Disappointingly enough, that is far from the truth. Although the title was released, this will not make the debt vanish. As there are differences in state laws, a regular mortgage contract is split into 2 provisions. The first being the collateral exchange where the property is pledged. The 2nd is the contractual guarantee to pay off the loan.

Lenders may release property liens so as to enable a short-sale transaction but not necessarily releasing borrowers' obligations to pay back the loan based on the promissory notes. Upon the sale of the home, the secured debt can transform into an unsecured debt.

Zaretsky pointed out to one of his customers who went over the mountain when he got a short-sale. He blindly signed away all the papers that his loan agent had given him with the inclusion of a document that made him still legally responsible for the debt.

He was unaware that the financial institution could take that document and transform it into a deficiency judgment through the legal system.

Financial institutions are not very trustworthy or may not be acting on your best interest. Zaretsky explained of a separate borrower who was rich and eligible to pay off the debt. However, the financial institution did not reciprocate as they knew they can later come after him for a deficiency judgment.

Property agent Mr. Tolchinsky from Florida, mentioned that banks can sometimes pursue borrowers who abandon their home with the knowledge that they may have money or other assets they can pursue.
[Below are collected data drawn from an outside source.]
PR #10848, opened 2021-03-18
Return even inactive C_BPartner_Locations at many places

metas-ts:
Because e.g. if you have a completed invoice and someone deactivated the bpartner-location that the invoice refers to, then the invoice should still be able to e.g. get the location's country.

=> In the end, after checking the call hierachy of `getBPartnerLocationById` i think that actually in every case, there should *not* be a `null` returned, even if the C_BPartner_Location was meanwhile deactivated.

### DIFF
--- a/backend/de.metas.adempiere.adempiere/base/src/main/java/de/metas/bpartner/service/IBPartnerDAO.java
+++ b/backend/de.metas.adempiere.adempiere/base/src/main/java/de/metas/bpartner/service/IBPartnerDAO.java
@@ -115,7 +115,7 @@ public interface IBPartnerDAO extends ISingletonService
 
 	/**
 	 * @deprecated in all cases i can imagine, if the caller has a {@code bpartnerLocationId}, they need the actual record, even if it is inactive.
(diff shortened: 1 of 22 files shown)


backend/de.metas.adempiere.adempiere/base/src/main/java/de/metas/bpartner/service/IBPartnerDAO.java
```diff
@@ -113,13 +113,18 @@
 
 	Optional<BPartnerLocationId> getBPartnerLocationIdByGln(BPartnerId bpartnerId, GLN gln);
 
+	/**
+	 * @deprecated in all cases i can imagine, if the caller has a {@code bpartnerLocationId}, they need the actual record, even if it is inactive.
+	 * Think e.g. of a completed shipment. Therefore, please consder using {@link #getBPartnerLocationByIdEvenInactive(BPartnerLocationId)} instead.
```
metas-ts, line 118:
```suggestion
	 * Think e.g. of a completed shipment. Therefore, please consider using {@link #getBPartnerLocationByIdEvenInactive(BPartnerLocationId)} instead.
```

PR #10850, opened 2021-03-19
When creating orders from OLcands and when settings sales rep in order

metas-ts:
creating sales orders: don't set salesrep if equal to buyer
setting salesrep in orders: don't update C_BPArtner masterdata if salesrep equal to buyer


metas-ts (commented):
lgtm

Issue #10864, opened 2021-03-22
Clear filter after searching an item (not in db) seems it cannot be done


petrican:
### Is this a bug or feature request?
B
### What is the current behavior?
Search for something, clear, search again, clear -> clear freezes
#### Which are the steps to reproduce?
Search for something, clear, search again, clear -> clear freezes
### What is the expected or desired behavior?
Clear should work smoothly

PR #10865, opened 2021-03-22
Fix subsequent filters clearing

petrican:
https://github.com/metasfresh/metasfresh/issues/10864

https://www.loom.com/share/12198f3642984c06b4218d1c42f6d3fa

https://www.loom.com/share/09f5a162464c4b7ea70baa4f65479f51

### DIFF
--- a/frontend/src/containers/DocumentList.js
+++ b/frontend/src/containers/DocumentList.js
@@ -638,10 +638,13 @@ class DocumentListContainer extends Component {
 
   /**
    * @method resetInitialFilters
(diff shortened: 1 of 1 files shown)


siemiatj (changes requested):
I think we should actually do something like this there:

```
    if (!parameterName) {
      initialValuesNulled.delete(filterId);
    } else {
      initialValuesNulled.set(filterId, filterParams);
    }
```

as assigning the result of map action to a value makes no sense

siemiatj (approved):

Issue #10871, opened 2021-03-23
webui frontend: view not refreshed when filtered with an inline filter 


petrican:
### Is this a bug or feature request?
B
### What is the current behavior?
webui frontend: view not refreshed when filtered with an inline filter 
#### Which are the steps to reproduce?
window/541014/1000015

PR #10877, opened 2021-03-24
Fix duplicated requests on changing filters

siemiatj:
Also pulled some updated code that fixes errors in the console.

Related to #10871


petrican (approved):
lgtm

PR #10884, opened 2021-03-24
Master api bpartner v2 tmp

cp-ps:


backend/de.metas.externalreference/src/main/java/de/metas/externalreference/bpartner/BPartnerValueExternalReferenceType.java
```diff
@@ -0,0 +1,50 @@
...
+import lombok.AllArgsConstructor;
+import lombok.Getter;
+import org.adempiere.exceptions.AdempiereException;
+import org.compiere.model.I_C_BPartner;
+
+import static de.metas.externalreference.model.X_S_ExternalReference.TYPE_BPartnerValue;
+
+@AllArgsConstructor
+@Getter
+public enum BPartnerValueExternalReferenceType implements IExternalReferenceType
```
metas-ts, line 35: why not have this enum-value in BPartnerExternalReferenceType?

backend/de.metas.externalreference/src/main/java/de/metas/externalreference/ExternalIdentifier.java
```diff
@@ -35,6 +36,8 @@
 import java.util.regex.Matcher;
 import java.util.regex.Pattern;
 
+import static de.metas.util.Check.isEmpty;
+
 @Value
 public class ExternalIdentifier
```
metas-ts, line 42: please clarify the relation between this class and IdentifierString. If this class for v2 and identifierstring for v1?
but i found (just) one usage of IdentifierString in `de.metas.rest_api.v2.bpartner.BpartnerRestControllerTest#createOrUpdateBankAccount_create`

metas-ts (changes requested):

backend/de.metas.externalreference/src/main/java/de/metas/externalreference/bpartner/BPartnerValueExternalReferenceType.java
cif-ps: I will do the changes.

backend/de.metas.externalreference/src/main/java/de/metas/externalreference/ExternalIdentifier.java
cif-ps: I missed that, will fix it.

metas-ts (approved):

Banks will research to see if it was a pure walking-away attempt where the borrower truly could not afford to make his or her mortgage payments. If they find out that the borrower has been making timely payments and is in financially sound status, he or she maybe targeted for the deficiency.

If in doubt, it is advisable to seek legal advice to ensure that your short-sale or deed in lieu agreement does not contain any deficiencies therefore allowing your lender to pursue you in the future. To alleviate any risks, it is important for your attorney or counselor to negotiate the deficiency out of the short-sale or deed in lieu contract.

Learn how to stop foreclosure by keeping informed on the latest government assisted programs. Download the Free Podcast about How To Prevent Deficiency Judgments After A Short-Sale for your own use, blog or website.